[Entries taken from a collection]
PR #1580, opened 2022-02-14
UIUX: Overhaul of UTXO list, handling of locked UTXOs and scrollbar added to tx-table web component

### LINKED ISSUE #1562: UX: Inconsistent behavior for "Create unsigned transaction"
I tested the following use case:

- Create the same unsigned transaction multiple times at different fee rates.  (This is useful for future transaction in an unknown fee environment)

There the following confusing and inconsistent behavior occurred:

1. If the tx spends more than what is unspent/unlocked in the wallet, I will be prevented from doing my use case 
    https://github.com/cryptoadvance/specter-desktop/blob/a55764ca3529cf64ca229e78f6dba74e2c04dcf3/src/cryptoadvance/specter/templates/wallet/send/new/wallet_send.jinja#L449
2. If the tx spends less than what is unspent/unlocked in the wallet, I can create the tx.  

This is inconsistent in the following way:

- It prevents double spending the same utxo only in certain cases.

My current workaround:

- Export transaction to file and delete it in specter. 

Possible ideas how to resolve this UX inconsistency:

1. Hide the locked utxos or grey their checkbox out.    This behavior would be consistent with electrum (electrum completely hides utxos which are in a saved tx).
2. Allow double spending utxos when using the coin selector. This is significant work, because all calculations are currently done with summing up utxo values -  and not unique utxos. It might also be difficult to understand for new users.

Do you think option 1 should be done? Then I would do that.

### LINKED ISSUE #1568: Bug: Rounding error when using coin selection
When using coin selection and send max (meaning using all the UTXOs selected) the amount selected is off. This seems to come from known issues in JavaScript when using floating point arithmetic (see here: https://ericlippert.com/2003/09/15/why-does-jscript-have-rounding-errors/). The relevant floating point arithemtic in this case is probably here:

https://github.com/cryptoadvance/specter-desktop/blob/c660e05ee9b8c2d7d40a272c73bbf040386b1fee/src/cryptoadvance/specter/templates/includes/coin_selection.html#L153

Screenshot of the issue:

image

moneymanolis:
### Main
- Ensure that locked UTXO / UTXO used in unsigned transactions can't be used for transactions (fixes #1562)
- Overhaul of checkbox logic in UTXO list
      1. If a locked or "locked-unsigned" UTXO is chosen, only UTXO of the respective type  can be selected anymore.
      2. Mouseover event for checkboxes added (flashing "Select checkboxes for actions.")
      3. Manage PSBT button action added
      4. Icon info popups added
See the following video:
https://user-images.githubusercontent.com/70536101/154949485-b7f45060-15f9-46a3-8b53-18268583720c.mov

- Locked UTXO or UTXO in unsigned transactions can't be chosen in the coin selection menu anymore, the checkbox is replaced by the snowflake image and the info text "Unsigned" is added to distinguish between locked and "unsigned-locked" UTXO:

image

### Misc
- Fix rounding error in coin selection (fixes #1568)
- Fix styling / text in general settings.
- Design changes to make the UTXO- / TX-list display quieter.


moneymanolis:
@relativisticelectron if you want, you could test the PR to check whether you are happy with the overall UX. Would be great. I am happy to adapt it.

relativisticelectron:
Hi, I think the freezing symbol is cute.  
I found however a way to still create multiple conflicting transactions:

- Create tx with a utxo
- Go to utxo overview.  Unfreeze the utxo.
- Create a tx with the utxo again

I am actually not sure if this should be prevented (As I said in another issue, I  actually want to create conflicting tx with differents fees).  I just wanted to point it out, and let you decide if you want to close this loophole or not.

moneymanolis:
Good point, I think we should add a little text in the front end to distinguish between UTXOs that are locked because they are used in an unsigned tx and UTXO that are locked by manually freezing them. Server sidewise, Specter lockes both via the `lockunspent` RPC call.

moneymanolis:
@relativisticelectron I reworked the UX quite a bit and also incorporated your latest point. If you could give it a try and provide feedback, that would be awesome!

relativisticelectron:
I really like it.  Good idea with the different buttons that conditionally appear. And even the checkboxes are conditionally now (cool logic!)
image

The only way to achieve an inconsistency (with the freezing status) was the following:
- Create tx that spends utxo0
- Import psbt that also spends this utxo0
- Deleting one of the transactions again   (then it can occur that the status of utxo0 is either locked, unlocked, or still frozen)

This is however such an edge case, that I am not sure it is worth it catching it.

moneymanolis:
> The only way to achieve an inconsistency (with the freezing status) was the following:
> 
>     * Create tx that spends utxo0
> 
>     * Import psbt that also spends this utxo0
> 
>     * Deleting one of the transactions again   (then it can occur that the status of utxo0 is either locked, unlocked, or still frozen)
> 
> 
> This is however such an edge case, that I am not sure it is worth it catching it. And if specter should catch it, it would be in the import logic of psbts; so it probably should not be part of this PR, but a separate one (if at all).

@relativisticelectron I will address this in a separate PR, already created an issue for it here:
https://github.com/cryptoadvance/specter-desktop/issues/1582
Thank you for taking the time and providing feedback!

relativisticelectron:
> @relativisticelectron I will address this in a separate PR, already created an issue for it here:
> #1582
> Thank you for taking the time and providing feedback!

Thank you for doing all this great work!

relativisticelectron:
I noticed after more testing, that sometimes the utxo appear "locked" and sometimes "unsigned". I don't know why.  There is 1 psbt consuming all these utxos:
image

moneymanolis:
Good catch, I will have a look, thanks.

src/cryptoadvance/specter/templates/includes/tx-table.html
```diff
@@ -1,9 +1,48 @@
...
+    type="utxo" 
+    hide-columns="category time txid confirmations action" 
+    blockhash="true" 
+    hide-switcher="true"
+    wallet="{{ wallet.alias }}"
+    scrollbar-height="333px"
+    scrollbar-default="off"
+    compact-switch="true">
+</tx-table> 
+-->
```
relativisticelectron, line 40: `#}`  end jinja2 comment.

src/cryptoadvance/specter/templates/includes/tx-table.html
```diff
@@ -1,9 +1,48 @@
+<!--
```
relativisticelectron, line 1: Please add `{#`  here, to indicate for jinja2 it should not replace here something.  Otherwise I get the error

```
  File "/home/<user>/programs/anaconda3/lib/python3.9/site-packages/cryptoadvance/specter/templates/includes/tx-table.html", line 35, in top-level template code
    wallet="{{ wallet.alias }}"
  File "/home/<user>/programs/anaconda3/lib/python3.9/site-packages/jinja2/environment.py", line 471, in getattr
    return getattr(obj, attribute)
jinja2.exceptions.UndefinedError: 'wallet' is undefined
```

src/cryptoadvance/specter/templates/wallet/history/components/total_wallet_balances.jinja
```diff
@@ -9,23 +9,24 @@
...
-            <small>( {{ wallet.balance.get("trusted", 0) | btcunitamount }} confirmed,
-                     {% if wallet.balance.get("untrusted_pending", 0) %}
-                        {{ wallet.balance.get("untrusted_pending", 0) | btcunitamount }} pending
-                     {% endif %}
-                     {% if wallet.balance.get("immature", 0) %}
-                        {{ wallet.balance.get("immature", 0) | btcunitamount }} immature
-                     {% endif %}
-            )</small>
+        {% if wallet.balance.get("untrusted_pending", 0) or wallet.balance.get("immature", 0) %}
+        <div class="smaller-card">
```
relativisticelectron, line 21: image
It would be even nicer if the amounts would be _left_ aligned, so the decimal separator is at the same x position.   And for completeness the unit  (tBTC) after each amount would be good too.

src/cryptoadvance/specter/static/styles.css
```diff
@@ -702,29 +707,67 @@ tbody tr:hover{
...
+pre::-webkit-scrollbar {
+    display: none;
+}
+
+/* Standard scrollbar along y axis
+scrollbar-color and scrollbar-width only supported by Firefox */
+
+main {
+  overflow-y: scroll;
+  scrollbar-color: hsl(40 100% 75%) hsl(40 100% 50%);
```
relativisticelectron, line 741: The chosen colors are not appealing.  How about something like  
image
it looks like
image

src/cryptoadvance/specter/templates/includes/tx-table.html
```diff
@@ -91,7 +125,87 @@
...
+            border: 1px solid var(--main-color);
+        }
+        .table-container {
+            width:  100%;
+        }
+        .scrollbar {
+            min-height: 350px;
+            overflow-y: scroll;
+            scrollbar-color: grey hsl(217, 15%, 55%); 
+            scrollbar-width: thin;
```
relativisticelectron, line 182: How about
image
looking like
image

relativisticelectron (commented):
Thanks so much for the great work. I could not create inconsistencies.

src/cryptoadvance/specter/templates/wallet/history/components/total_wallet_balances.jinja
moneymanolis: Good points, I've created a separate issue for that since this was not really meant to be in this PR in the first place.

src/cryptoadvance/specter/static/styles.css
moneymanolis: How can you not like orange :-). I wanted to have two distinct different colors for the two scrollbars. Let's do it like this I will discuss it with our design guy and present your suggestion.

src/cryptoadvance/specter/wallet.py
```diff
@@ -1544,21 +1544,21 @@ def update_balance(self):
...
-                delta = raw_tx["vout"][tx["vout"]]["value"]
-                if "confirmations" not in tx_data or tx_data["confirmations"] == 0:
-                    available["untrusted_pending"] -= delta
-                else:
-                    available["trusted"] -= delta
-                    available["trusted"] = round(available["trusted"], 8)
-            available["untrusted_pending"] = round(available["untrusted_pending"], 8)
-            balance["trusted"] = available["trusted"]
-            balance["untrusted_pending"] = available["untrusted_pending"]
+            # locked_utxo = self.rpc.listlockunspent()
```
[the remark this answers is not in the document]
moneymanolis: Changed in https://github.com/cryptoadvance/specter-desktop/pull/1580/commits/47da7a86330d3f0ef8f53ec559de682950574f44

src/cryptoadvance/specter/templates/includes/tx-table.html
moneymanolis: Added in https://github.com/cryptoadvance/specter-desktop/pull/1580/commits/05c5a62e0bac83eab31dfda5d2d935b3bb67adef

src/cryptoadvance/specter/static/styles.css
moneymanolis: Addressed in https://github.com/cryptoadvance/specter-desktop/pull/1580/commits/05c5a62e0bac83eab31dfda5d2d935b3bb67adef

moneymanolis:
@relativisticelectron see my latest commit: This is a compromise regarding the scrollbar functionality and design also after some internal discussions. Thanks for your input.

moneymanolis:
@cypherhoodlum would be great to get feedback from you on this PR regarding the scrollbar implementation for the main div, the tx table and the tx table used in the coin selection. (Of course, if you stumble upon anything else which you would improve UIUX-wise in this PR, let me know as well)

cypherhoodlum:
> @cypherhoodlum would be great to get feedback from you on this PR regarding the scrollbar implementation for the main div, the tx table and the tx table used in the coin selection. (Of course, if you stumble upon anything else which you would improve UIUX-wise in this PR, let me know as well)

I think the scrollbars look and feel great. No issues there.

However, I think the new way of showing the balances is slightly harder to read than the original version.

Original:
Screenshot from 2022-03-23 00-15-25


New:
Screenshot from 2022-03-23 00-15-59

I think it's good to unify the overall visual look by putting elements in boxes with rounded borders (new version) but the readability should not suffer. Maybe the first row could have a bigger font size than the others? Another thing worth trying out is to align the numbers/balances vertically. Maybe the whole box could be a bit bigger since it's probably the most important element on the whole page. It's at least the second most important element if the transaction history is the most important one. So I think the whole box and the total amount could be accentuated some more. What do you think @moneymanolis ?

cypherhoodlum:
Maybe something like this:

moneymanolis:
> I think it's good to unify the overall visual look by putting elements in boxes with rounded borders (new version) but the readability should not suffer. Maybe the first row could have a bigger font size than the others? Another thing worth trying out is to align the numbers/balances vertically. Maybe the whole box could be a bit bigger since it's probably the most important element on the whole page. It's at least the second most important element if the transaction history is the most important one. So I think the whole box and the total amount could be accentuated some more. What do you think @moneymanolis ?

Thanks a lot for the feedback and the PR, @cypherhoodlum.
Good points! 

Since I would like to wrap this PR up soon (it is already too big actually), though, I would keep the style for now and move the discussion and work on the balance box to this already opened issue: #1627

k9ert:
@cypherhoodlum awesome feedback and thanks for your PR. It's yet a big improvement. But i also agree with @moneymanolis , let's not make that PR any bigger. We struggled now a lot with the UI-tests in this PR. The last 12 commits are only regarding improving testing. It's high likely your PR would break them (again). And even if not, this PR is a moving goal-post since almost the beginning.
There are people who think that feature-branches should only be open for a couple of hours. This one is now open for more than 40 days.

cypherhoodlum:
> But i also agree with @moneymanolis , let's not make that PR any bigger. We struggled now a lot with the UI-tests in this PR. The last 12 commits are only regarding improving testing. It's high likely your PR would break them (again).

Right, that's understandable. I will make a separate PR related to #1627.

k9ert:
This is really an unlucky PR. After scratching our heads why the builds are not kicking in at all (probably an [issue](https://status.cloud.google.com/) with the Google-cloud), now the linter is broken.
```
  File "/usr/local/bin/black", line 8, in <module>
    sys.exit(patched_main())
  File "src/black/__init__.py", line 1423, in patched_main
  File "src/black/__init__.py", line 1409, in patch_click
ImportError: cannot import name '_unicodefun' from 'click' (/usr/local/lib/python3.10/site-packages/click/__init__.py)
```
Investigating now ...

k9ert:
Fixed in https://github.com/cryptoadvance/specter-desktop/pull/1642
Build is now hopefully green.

- Instructions for the task: Whichever lines of the records above hold the word "whole" should all be copied out.

- Exercise solution:
I think it's good to unify the overall visual look by putting elements in boxes with rounded borders (new version) but the readability should not suffer. Maybe the first row could have a bigger font size than the others? Another thing worth trying out is to align the numbers/balances vertically. Maybe the whole box could be a bit bigger since it's probably the most important element on the whole page. It's at least the second most important element if the transaction history is the most important one. So I think the whole box and the total amount could be accentuated some more. What do you think @moneymanolis ?
> I think it's good to unify the overall visual look by putting elements in boxes with rounded borders (new version) but the readability should not suffer. Maybe the first row could have a bigger font size than the others? Another thing worth trying out is to align the numbers/balances vertically. Maybe the whole box could be a bit bigger since it's probably the most important element on the whole page. It's at least the second most important element if the transaction history is the most important one. So I think the whole box and the total amount could be accentuated some more. What do you think @moneymanolis ?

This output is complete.